To clarify, for mask git, they have the transformer weights for both but I think the main change from mask git to muse is that in both transformers, a text encoder was added and for the super res one, the lower dim tokens are added. So will prob need tuning
But will prob switch to paella stuff in the end
Do you think you can help to improve the training script we have so we can use the weights from google as you mentioned and train the base transformer as well as the super res with it? As of right now I can't train them with the script we have, we might also have to add a cli argument to be able to load the weights from google so we don't have to hard code them, right now there are just a few weights but it might change in the future so its better to think long term.
@ZeroCool940711 yup for sure!
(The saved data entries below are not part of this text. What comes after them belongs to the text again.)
PR #1163, opened 2025-12-28
fix: resolve streaming write to console sink hanging

santosh-d3vpl3x:
## Summary

Streaming queries writing to console sink experienced multiple issues:
1. **Deadlock**: `ConsoleSinkExec` blocked on unbounded streams
2. **"operation not found"**: PySpark clients failed to reattach after start
3. **Premature inactivity**: `query.isActive` became `False` while still processing

### 1. Console sink deadlock (`ConsoleSinkExec::execute`)
- **Problem**: `for_each().await` waited for entire stream before returning
- **Fix**: Process stream in background `tokio::spawn`, return immediately

### 2. Missing executor registration (`handle_execute_write_stream_operation_start`)
- **Problem**: No reattachable executor registered for the operation
- **Fix**: Create executor with empty stream, add initial output, register it

### 3. Query becoming inactive (`StreamingQuery` lifecycle)
- **Problem**: Returned stream completed immediately, triggering `stopped=true`
- **Fix**: `BackgroundTaskStream` stays pending while task runs, completes only when processing finishes

## Additional Improvements
- **Graceful shutdown**: abort background task when stream is dropped
- **Non-blocking I/O**: stdout writes moved to `spawn_blocking`

## Test Plan
- [x] Verified streaming query to console sink no longer hangs
- [x] Verified `query.isActive` returns `True` while processing
- [x] Verified `query.stop()` properly terminates the query
- [ ] Run existing streaming tests

### DIFF
--- a/crates/sail-data-source/src/formats/console/writer.rs
+++ b/crates/sail-data-source/src/formats/console/writer.rs
@@ -7,22 +7,21 @@ use std::task::{Context, Poll};
 use datafusion::arrow::datatypes::{Schema, SchemaRef};
 use datafusion::arrow::record_batch::RecordBatch;
 use datafusion::arrow::util::pretty::pretty_format_batches;
+use datafusion::common::runtime::SpawnedTask;
 use datafusion::execution::{RecordBatchStream, SendableRecordBatchStream, TaskContext};
 use datafusion::physical_expr::{EquivalenceProperties, Partitioning};
 use datafusion::physical_plan::execution_plan::{Boundedness, EmissionType};
 use datafusion::physical_plan::{DisplayAs, ExecutionPlan, PlanProperties};
 use datafusion_common::{plan_err, Result};
-use futures::{Stream, StreamExt};
-use futures::FutureExt;
-use tokio::task::JoinHandle;
+use futures::{FutureExt, Stream, StreamExt};
 
 /// A stream that stays active while a background task runs.
 /// - First poll: emits an empty batch to signal the operation started
 /// - Subsequent polls: stays pending until background task completes
-/// - On drop: aborts the background task for graceful shutdown
+/// - On drop: SpawnedTask automatically aborts the background task
 struct BackgroundTaskStream {
     schema: SchemaRef,
-    handle: Option<JoinHandle<()>>,
+    task: Option<SpawnedTask<()>>,
     sent_initial_batch: bool,
 }
 
@@ -38,10 +37,10 @@ impl Stream for BackgroundTaskStream {
         }
 
         // Subsequent polls: wait for background task to complete
-        if let Some(ref mut handle) = self.handle {
-            match handle.poll_unpin(cx) {
+        if let Some(ref mut task) = self.task {
+            match task.poll_unpin(cx) {
                 Poll::Ready(_) => {
-                    self.handle = None;
+                    self.task = None;
                     Poll::Ready(None) // Task done, stream ends
                 }
                 Poll::Pending => Poll::Pending, // Task running, query stays active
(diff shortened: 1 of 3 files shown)


shehabgamin:
@santosh-d3vpl3x Thanks for this PR! It looks like the build is failing, but once you commit the changes after running `cargo +nightly fmt`, the full test suite should continue running.

crates/sail-data-source/src/formats/console/writer.rs
```diff
@@ -80,32 +134,40 @@ impl ExecutionPlan for ConsoleSinkExec {
...
-                        Err(e) => {
-                            format!("error: {e}")
-                        }
-                    };
+        let schema = self.schema();
+
+        // Process the stream in the background and return an empty stream immediately.
+        // This prevents deadlock: the caller can poll the returned stream while we
+        // consume and print batches asynchronously.
+        let handle = tokio::spawn(async move {
```
linhr: `tokio::spawn` should not be used directly in physical execution. DataFusion has its own mechanism to spawn tasks to ensure the tasks are terminated when the stream is dropped.

crates/sail-spark-connect/src/service/plan_executor.rs
```diff
@@ -271,28 +273,47 @@ pub(crate) async fn handle_execute_write_stream_operation_start(
...
+    executor.add_initial_output(out)?;
+
+    let rx = executor.start()?;
+    spark.add_executor(executor)?;
+
     Ok(ExecutePlanResponseStream::new(
         spark.session_id().to_string(),
         operation_id,
-        Box::pin(stream::iter(output)),
+        Box::pin(rx),
```
linhr: I don't think this handler is expected to return executor output stream directly.

linhr (commented):
The console sink is supposed to be blocking since it is designed to work with the Spark structured streaming API only. Since we haven't fully supported streaming queries yet, the console sink was added for development purposes, and it's not intended to be used in normal cases yet.

Therefore, we may not be able to merge this PR in its current state unfortunately. But if there is any use case that needs support, we'd be happy to look into it and see how we can fix it together!

santosh-d3vpl3x:
Thanks for the review! I'll address your code comments:

1. `tokio::spawn` → Replaced with `SpawnedTask` from DataFusion's runtime
2. Executor stream pattern → Reverted to `stream::iter()` matching other handlers, its fine for console

Regarding the general overall comment: I believe the console sink cannot be blocking in `execute()`. Here's why:

In Spark, the console sink is passive - the engine calls `commit()` from a background thread. In
DataFusion, sinks are active - they must consume the stream in `execute()`.

If `execute()` blocks waiting for stream completion:
- For unbounded sources (rate, socket), it blocks forever
- The handler never returns the query ID
- Client can't call `isActive()` or `stop()`

The fix spawns consumption in background and returns a placeholder stream that stays pending until done - same end result as Spark's background thread, just different mechanics.

santosh-d3vpl3x:
Hmm interesting indeed, those sequence of commands did not work for me, thus this PR! Can you tell me more about your local setup, is it local mode or local-cluster?

What I am up to: I wanted to give a shot to python datasources for sail. Most of the first iteration seems to work except for streaming where it hangs. I tried to use streaming without any change directly from main, it hung there too. Probably there is more to this issue, like you said, streaming is still in dev mode, I will focus on getting other sources in better shape first.

EDIT: on a closer reading, @linhr you are right, the implementation in the PR is creating a separate nested tasks inside the existing background task which should already be non-blocking. 

That said, spark does support batch behaviour for console, not quite sure how useful that is in any case.

linhr:
I was using the code from `main` and both `local` and `local-cluster` modes work for me. (The `local-cluster` mode may have issues with stopping the query properly since streaming is in very early development stage and its distributed execution is not well tested.)

If the issue is with Python data source, I guess GIL might be something to consider, especially if the server and the client run in the same Python process. This is just my rough guess.

From the docs it seems there are separate methods for batch and streaming use cases for data source implementations: <https://spark.apache.org/docs/latest/api/python/tutorial/sql/python_data_source.html>. So yeah it might be a good idea to consider the batch aspect of the Python data source API first, as streaming is still under development.

linhr:
> I tried to use streaming without any change directly from main, it hung there too.

This does seem interesting. If there are steps to reproduce, I'd be happy to look into it!

santosh-d3vpl3x:
I have bothered you enough already :) I will try to focus on batch side of the things first and leave streaming for later, there is ample learning curve here so this makes my life a little easier!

Oh and btw I'm Chad Kensington on discord
will make prs within the week
Sure, take your time with the PR, and nice to know that's your username there, I was wondering how to contact you to not spam this issue too much, so, let's continue discussing this on discord and just talk about necessary stuff here on this issue, hopefully the next message we share here is a link to a proper trained model or weight that others can use :)
Sounds good!
In case anyone want to check it out, I have been trying to train Muse for a couple of days now and I will be uploading the weights I get overtime to Huggingface and keeping them in this repo, so far I have trained the first VAE for 365K steps on the INE dataset and using a training script I put together based on the readme.md on this repo. The script can be found on my fork of lucidrains repo which you can find here, it still needs a lot of work but as I said you can use it to train the first VAE, the other parts of the script are still broken or not done correctly so I would appreciate any help with it as I still dont understand properly how I should be training the Base and Super Resolution VAEs, I'm pretty sure I am missing the training loop for them but not sure where to put it or how to go about it. I hope someone finds this helpful :
when i try and load the maskgit checkpoint i get a load of errors, first few are shown below. am i doing something wrong?
base_maskgit = MaskGit(
vae = vae, # vqgan vae
transformer = transformer, # transformer
image_size = 128, # image size
cond_drop_prob = 0.25, # conditional dropout, for classifier free guidance
).cuda()
base_maskgit.load('./maskgit.3461001.pt')
_Missing key(s) in state_dict: "transformer.transformer_blocks.layers.2.0.null_kv", "transformer.transformer_blocks.layers.2.0.q_scale", "transformer.transformer_blocks.layers.2.0.k_scale", "transformer.transformer_blocks.layers.2.0.norm.gamma", "transformer.transformer_blocks.layers.2.0.norm.beta", "transformer.transformer_blocks.layers.2.0.toq.weight",
Hi any chance you'll upload any trained weights? Really want to try this out. It looks amazing!